If you consider populists as being those who are courting public opinion, then yes, they’re very good at it. But I don’t want to paste any label on them. What is tragic is that these people think that political theories are invalid by the virtue of being theories, and that all what we need is an efficient public administration and a healthy national consciousness. It’s very interesting that the campaign against the Olympic games didn’t address problems linked to professional sports (corruption, chauvinism, the spreading of the worst spirit of competition: a metaphor for both capitalism and war) or to mass tourism. It was all about the Olympics being too expensive. No other aspect of this was touched upon, because that would have been controversial – and they don’t court controversy, they want just consensus and, hence, popularity and, hence, electoral success. Momentum appeared in the name of the smallest common denominator, devoid of any ideas.

In your recent article, you have argued against the widespread discourse that claims the politics of Orbán, Fico or Szydło/Kaczyński are populistic. Could you clarify your position on this?

It’s very paradoxical that now it is egalitarians who are accused of being the elite in virtue of the simple fact that they happen to be a minority at the moment.

Historically, there is no kind of populism that wasn’t based on the popular majority feeling resentment towards the elite, whether imagined or real. Hungary and Poland are authoritarian regimes, and as elitist as any, they want the support of the voters – which is nothing new – just as does anyone who wants to win an election. But to simply want to win an election is not populism. Even Charles de Gaulle wanted to win the elections. So? If someone considers populism a system excluding popular participation in favour of the most extreme versions of inequality, that’s silly. As an example, consider that Mr. Trump has been accused of being a populist. Well, he’s a demagogue – and not all demagogues are populist. Certainly, he wanted a majority and he’s got it. But it turns out his voters were, on average, wealthier than the voters of his opponent; most of the policies he has proposed are not advantageous to the popular majority; and he and his milieu are composed of some of the richest people in the world. But the latter wouldn’t be so important if their appointment wouldn’t be consonant with the anti-popular measures he’s proposing. He does not, in any sense, represent the interests of the popular majority.

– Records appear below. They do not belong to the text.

PR #2062, opened 2020-07-22
after marriage proposal PR, redirect the user to aETH token if the current token is ETH and the name of the action is `depositAAVE` #2056

### LINKED ISSUE #2056: after marriage proposal PR, redirect the user to aETH token if the current token is ETH and the name of the action is `depositAAVE`
Observe this file https://github.com/AlphaWallet/TokenScript-Examples/blob/train-leaves/examples/action/ETH/ETH.xml
go to line 71 and see the hardcoded name is `depositeAAVE`

-> only PR to `train-leaves`

vladyslav-iosdev:
Closes #2056


James-Sangalli:
Dropped

PR #2086, opened 2020-08-03
Fix: crash when opening TokenScript views

hboon:
Any of this:

A. Tap on a token with TokenScript file with item-views. eg. ENS
B. Tap on a token with action-only TokenScript and tap on an action button e.g. xDai


James-Sangalli:
> Any of this:
> 
> A. Tap on a token with TokenScript file with item-views. eg. ENS
> B. Tap on a token with action-only TokenScript and tap on an action button e.g. xDai

@hboon I cannot reproduce any of these

hboon:
@James-Sangalli see if you can do it with iOS simulator 12.4. If it doesn't crash, try going back (so the views get destroyed).

hboon:
Maybe an optimisation. Strange though. But definitely a bug.

PR #2092, opened 2020-08-04
Expand on #2014 and automatically cycle through the value/market price etc every 5 secs #2082

### LINKED ISSUE #2082: Expand on #2014 and automatically cycle through the value/market price etc every 5 secs
New PR.

vladyslav-iosdev:
Closes #2082


hboon:
@vladyslav-iosdev does it handle going away correctly so it's deallocated without holding a strong reference?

It’s very paradoxical that now it is egalitarians who are accused of being the elite in virtue of the simple fact that they happen to be a minority at the moment. But were utopian socialists in the 1830s the elite? I think the Paris bankers and Saint-Simonists and Orléanists were the elite, and the fact that utopian socialists were a small minority didn’t make them elitist. So it is totally ridiculous to consider, for example, liberal and leftist university people in America as being the elite. The elite is on Wall Street, in the secret services, in the military, in Washington DC. Those are the people who have the prestige and power of traditional elites. Putting everything upside down – and not in fact, only rhetorically – is not a very valuable method of political analysis or social theory.

But we can conversely ask whether there is a necessary connection between populism and emancipatory politics?

This link is contingent, but there is a greater chance for an egalitarian movement to have some emancipatory content than for an anti-egalitarian movement.